By John H. Fisher II
November 7, 2016
The Federal False Claims Act (“FCA”) provides a very strong enforcement tool to the federal government. The FCA also provides the opportunity for whistleblowers to bring “qui tam” cases and collect a portion of the recovery where false claims are proved against the federal government.
FCA recovery was originally intended to provide a remedy against unscrupulous civil war profiteers. Penalties were enhanced when the FCA was dragged off the shelf in the 1980s in reaction to some of the overpricing of government contracts selling supplies to the federal government.
Recently, the FCA has become one of the government’s prime enforcement tools to deter fraud in the federal health care programs. Historically, the FCA has been available when a health care provider falsely bills for covered services. Triple damages and a $22,000 per claim penalty provide a strong deterrent in an industry that may make hundreds of claims per day.

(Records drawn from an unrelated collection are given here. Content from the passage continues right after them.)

PR #5448, opened 2022-08-26
rbindlist protection stack overflow

### LINKED ISSUE #4536: rbindlist protection stack overflow upon tables with nested lists
I am having an issue with Rstudio and how you cannot adjust it's pp_size like you can normal R instances.  The problem results from working on large datasets, but these datasets are well within my computer's memory limits.  Data.table -- like usual -- is my saving grace because of its speed and stability, however, I have come into a situation where I am greedily leveraging rbindlist and erroring out.

The following is an example of a list where each data.table is the result of unstructured extracted JSON. As you can see it is pretty dirty to begin with. Many of the fields in the table are actually lists. I normally do a ton of work using list fields in data.tables so this is nothing new to me.  The reason I don't want the list fields to be blown out into their own columns yet because of name conflicts and just not wanting to deal with it until I am ready. 

```R
# Run from Rstudio ####
Cstack_info()
#     size    current  direction eval_depth 
# 15922790      20472          1          2 
library('data.table')
options(datatable.print.class = T)
l <- list(
  data.table(V1 = "a", V4 = 1L, V5 = "", V14 = T),
  data.table(V1 = "", V4 = 0L, V5 = ""),
  data.table(V2 = list(F), V6 = "", V7 = F, V8 = F, V9 = "", V10 = "", V11 = T),
  data.table(V2 = list(list(V2A = F, V2B = "", V2C = "" )),
             V6 = "", V7 = T, V8 = F, V12 = "", V9 = "", V15 = "", 
             V10 = "", V16 = F, V11 = F, V17 = F),
  data.table(V18 = "", V19 = "",
             V1 = list(list(V1A = "", V1B = "", V1C = "", V1D = "", V1E = "")),
             V20 = "", V21 = "",
             V3 = list(list(V3A = T, V3B = "", V3C = 1L, V3D = 0L, V3F = 1L)),
             V13 = "", V14 = T)
)
l <- l[sample(seq(l), 2e5, replace = T)]
d <- rbindlist(l, fill = T)
# Error: protect(): protection stack overflow
```
Now, I know the problem isn't exactly to do with data.table's call to `.Call(Crbindlist, l, use.names, fill, idcol)`. The reason being is that this process works effortlessly when I call it in a separate R instance using the max-ppsize switch (`--max-ppsize=500000`).
```R
## IN Rgui.exe --max-ppsize=500000 ##
system("\"C:\\Program Files\\R\\R-4.0.1\\bin\\x64\\Rgui.exe\" --max-ppsize=500000")
# In the instance:
# > Cstack_info()
#     size    current  direction eval_depth 
# 63737856      11288          1          2 
```
I have tried everything I can think, and everything I could find online (including playing with envir variables [Defn.h](https://github.com/wch/r-source/blob/55ca9df310f2a93879c8deeec1d277011af75500/src/include/Defn.h#L683)). You can't seem to change Rstudio's Cstack size.  This might be intentional on Rstudio's part seeing as they require you to pay for the pro version of RS server if you want to change this setting.  The following does nothing:
```R
system("\"C:\\Program Files\\RStudio\\bin\\rstudio.exe\" --max-ppsize=500000")
options("expressions" = 5e5)
memory.limit(size = 800000000)
```
After investigating with Rprofmem and tracemem there is really no place I can find to reduce the stack size programming-wise. Also, I couldn't find a way to change how Rstudio calls it's renv initially, or how to change R's embedded defaults. 

So I am out of easy ideas at this point. This is frustrating because I not really reaching the limits of this computer which I created for this kind of work. My workaround looks like this:
```R
library('foreach')
l_brks <-  seq(1L, length(l), length.out = 3)
l_cuts <- cut(seq(l), breaks = l_brks, include.lowest = T)
f_rbind <- function(...) {rbind(..., fill = T)}
d <- foreach(i = levels(l_cuts), .combine = f_rbind, .inorder = T) %do% {
  rbindlist(l[which(i == l_cuts)], fill = T)
}
```
The reason I used foreach is for the potential of dispatching jobs to R instances where I might be able to get more ppsize control when I learn more about it.  My solition isn't as inelegant when compared with a single call to `rbindlist(l, fill = T)`, but at least it does the job.

At the end of the day, I really don't know where (if any) the problem lies so I would be very grateful for your guys' insights on the matter.

ben-schwen:
Closes #4536

- [x] Fix
- [x] News
- [x] Test


src/rbindlist.c
```diff
@@ -513,13 +513,15 @@ SEXP rbindlist(SEXP l, SEXP usenamesArg, SEXP fillArg, SEXP idcolArg)
...
+          bool listprotect = false;
           if ((TYPEOF(target)==VECSXP || TYPEOF(target)==EXPRSXP) && TYPEOF(thisCol)!=TYPEOF(target)) {
             // do an as.list() on the atomic column; #3528
-            thisCol = PROTECT(coerceVector(thisCol, TYPEOF(target))); nprotect++;
+            thisCol = PROTECT(coerceVector(thisCol, TYPEOF(target))); listprotect = true;
           }
           // else coerces if needed within memrecycle; with a no-alloc direct coerce from 1.12.4 (PR #3909)
           const char *ret = memrecycle(target, R_NilValue, ansloc, thisnrow, thisCol, 0, -1, idcol+j+1, foundName);
           if (ret) warning(_("Column %d of item %d: %s"), w+1, i+1, ret);
+          if (listprotect) UNPROTECT(listprotect); // earlier unproject rbindlist calls with lots of lists #4536
```
jangorecki, line 524: Typo in comment

jangorecki:
Adding code from issue that this PR closes won't fit for unit test for some reason?

ben-schwen:
> Thank you for fix. Adding code from issue that this PR closes won't fit for unit test for some reason?

Didn't want to add that one since it takes over 1s and testing already takes some time.

src/rbindlist.c
```diff
@@ -515,13 +515,15 @@ SEXP rbindlist(SEXP l, SEXP usenamesArg, SEXP fillArg, SEXP idcolArg)
...
+          bool listprotect = false;
           if ((TYPEOF(target)==VECSXP || TYPEOF(target)==EXPRSXP) && TYPEOF(thisCol)!=TYPEOF(target)) {
             // do an as.list() on the atomic column; #3528
-            thisCol = PROTECT(coerceVector(thisCol, TYPEOF(target))); nprotect++;
+            thisCol = PROTECT(coerceVector(thisCol, TYPEOF(target))); listprotect = true;
           }
           // else coerces if needed within memrecycle; with a no-alloc direct coerce from 1.12.4 (PR #3909)
           const char *ret = memrecycle(target, R_NilValue, ansloc, thisnrow, thisCol, 0, -1, idcol+j+1, foundName);
           if (ret) warning(_("Column %d of item %d: %s"), w+1, i+1, ret);
+          if (listprotect) UNPROTECT(1); // earlier unprotect rbindlist calls with lots of lists #4536
```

Recent legislation has expanded FCA liability to claims that the provider knows resulted in an overpayment if the provider does not make repayment within 60 days of obtaining knowledge of the wrongfully billed amount. Some of the potential applications of this that makes a simple overpayment a false claim has generated much discussion among health care lawyers and compliance officers alike. An organization deemed to have knowledge of the overpayment has been the subject of much speculation due to the ambiguities that exist in the new rule.

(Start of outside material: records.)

PR #5453, opened 2022-08-31
rbindlist(l, use.names=TRUE) handle different encodings for column names

### LINKED ISSUE #5452: `rbind` cannot handle different name encodings
In the following case, the bind does not work:

```R
x <- data.table(A = 1, B = 2, C = 3)
y <- copy(x)
setnames(x , c("Ä", "Ö", "Ü"))
setnames(y , iconv(c("Ä", "Ö", "Ü"), from = "UTF-8", to = "latin1"))
Encoding(names(x))
Encoding(names(y))
rbind(x,y)
```

Output:
```
[1] "UTF-8" "UTF-8" "UTF-8"
[1] "latin1" "latin1" "latin1"

Error in rbindlist(l, use.names, fill, idcol) (rbindbug.R#7): Column 1 ['Ä'] of item 2 is missing in item 1. Use fill=TRUE to fill with NA (NULL for list columns), or use.names=FALSE to ignore column names.
Show stack trace
```

```
> sessionInfo()
R version 4.1.2 (2021-11-01)
Running under: Windows 10 x64 (build 22000)

Matrix products: default

locale:
[1] LC_COLLATE=German_Germany.1252  LC_CTYPE=German_Germany.1252
[3] LC_MONETARY=German_Germany.1252 LC_NUMERIC=C
[5] LC_TIME=German_Germany.1252

attached base packages:

other attached packages:
[1] data.table_1.14.2

[1] compiler_4.1.2
```

ben-schwen:
Closes #5452

### DIFF
--- a/NEWS.md
+++ b/NEWS.md
@@ -552,6 +552,8 @@
 
 53. `as.data.frame(DT, row.names=)` no longer silently ignores `row.names`, [#5319](https://github.com/Rdatatable/data.table/issues/5319). Thanks to @dereckdemezquita for the fix and PR, and @ben-schwen for guidance.
 
+54. `rbindlist(l, use.names=TRUE)` can now handle different encodings for the column names, [#5452](https://github.com/Rdatatable/data.table/issues/5452). Thanks to @MEO265 for the report, and Benjamin Schwendinger for the fix.
+
 ## NOTES
 
 1. New feature 29 in v1.12.4 (Oct 2019) introduced zero-copy coercion. Our thinking is that requiring you to get the type right in the case of `0` (type double) vs `0L` (type integer) is too inconvenient for you the user. So such coercions happen in `data.table` automatically without warning. Thanks to zero-copy coercion there is no speed penalty, even when calling `set()` many times in a loop, so there's no speed penalty to warn you about either. However, we believe that assigning a character value such as `"2"` into an integer column is more likely to be a user mistake that you would like to be warned about. The type difference (character vs integer) may be the only clue that you have selected the wrong column, or typed the wrong variable to be assigned to that column. For this reason we view character to numeric-like coercion differently and will warn about it. If it is correct, then the warning is intended to nudge you to wrap the RHS with `as.<type>()` so that it is clear to readers of your code that a coercion from character to that type is intended. For example :
--- a/inst/tests/tests.Rraw
+++ b/inst/tests/tests.Rraw
@@ -18814,3 +18814,14 @@ test(2238.6, "a" %notin% integer(), TRUE)
 test(2238.7, "a" %notin% NULL, TRUE)
 test(2238.8, NA %notin% 1:5, TRUE)
 test(2238.9, NA %notin% c(1:5, NA), FALSE)
+
+# rbindlist(l, use.names=TRUE) should handle different colnames encodings #5452
+x = data.table(a = 1, b = 2, c = 3)
+y = data.table(x = 4, y = 5, z = 6)
+setnames(x , c("Ä", "Ö", "Ü"))
+setnames(y , iconv(c("Ö", "Ü", "Ä"), from = "UTF-8", to = "latin1"))
+test(2239.1, rbindlist(list(x,y), use.names=TRUE), data.table(Ä = c(1,6), Ö=c(2,4), Ü=c(3,5)))
+test(2239.2, rbindlist(list(y,x), use.names=TRUE), data.table(Ö=c(4,2), Ü=c(5,3), Ä = c(6,1)))
+y[, Ä := NULL]
+test(2239.3, rbindlist(list(x,y), use.names=TRUE, fill=TRUE), data.table(Ä = c(1,NA), Ö=c(2,4), Ü=c(3,5)))
+test(2239.4, rbindlist(list(y,x), use.names=TRUE, fill=TRUE), data.table(Ö=c(4,2), Ü=c(5,3), Ä = c(NA,1)))
--- a/src/rbindlist.c
+++ b/src/rbindlist.c
@@ -78,7 +78,7 @@ SEXP rbindlist(SEXP l, SEXP usenamesArg, SEXP fillArg, SEXP idcolArg)
       if (!length(cn)) continue;
       const SEXP *cnp = STRING_PTR(cn);
       for (int j=0; j<thisncol; j++) {
-        SEXP s = cnp[j];
+        SEXP s = ENC2UTF8(cnp[j]); // ignore encodings for use.names #5452
         if (TRUELENGTH(s)<0) continue;  // seen this name before
         if (TRUELENGTH(s)>0) savetl(s);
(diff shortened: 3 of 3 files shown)


MichaelChirico:
Could you write out in the PR description what are the three call sites being updated? Is there any possibility of using a helper instead to avoid relying on updating 3 places to maintain similar changes in the future? Also please ensure there are tests for each of the 3 call sites (I guess `codecov` would be telling the truth here, but it's currently broken).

It may be helpful to frame this discussion by touching on the general requirements that must be met in order to prove any claim under the Federal False Claims Act. The three general elements that must be proved include:
The submission of a claim to the federal government. In the health care context, the claim will normally be submitted to a government health program.
The claim must be false.
The claim must have been submitted knowingly. Actual knowledge that the claim was false will always prove the knowledge requirement. However, a FCA case can also be built around the submission of a claim with “reckless disregard” for its truth or falsity.
Recent health care legislation, in particular the Fraud Enforcement Recovery Act of 2009, greatly expanded the scope of the FCA. The FCA is now applicable to a wide variety of situations that would not have previously been covered. For example, the failure to return an identified overpayment now becomes a false claim. The potential remedies that a provider may face for not promptly repaying known overpayments creates a strong incentive for health care providers to monitor and audit their claims and set up processes that will catch improper billing that could ripen into the FCA.
Reckless disregard or hiding your head in the sand like an ostrich is no longer a way to avoid massive potential FCA liability. Compliance programs need to be amended appropriately to address the new potential legal and financial risk presented by these new penalties. The compliance program should require active identification of potential risk areas. Based on identification of risks, an audit program should be implemented to identify any potential compliance infractions. Once identified, affirmative actions should be taken to correct the situation, make appropriate repayment, and/or self-disclose the violation to the government.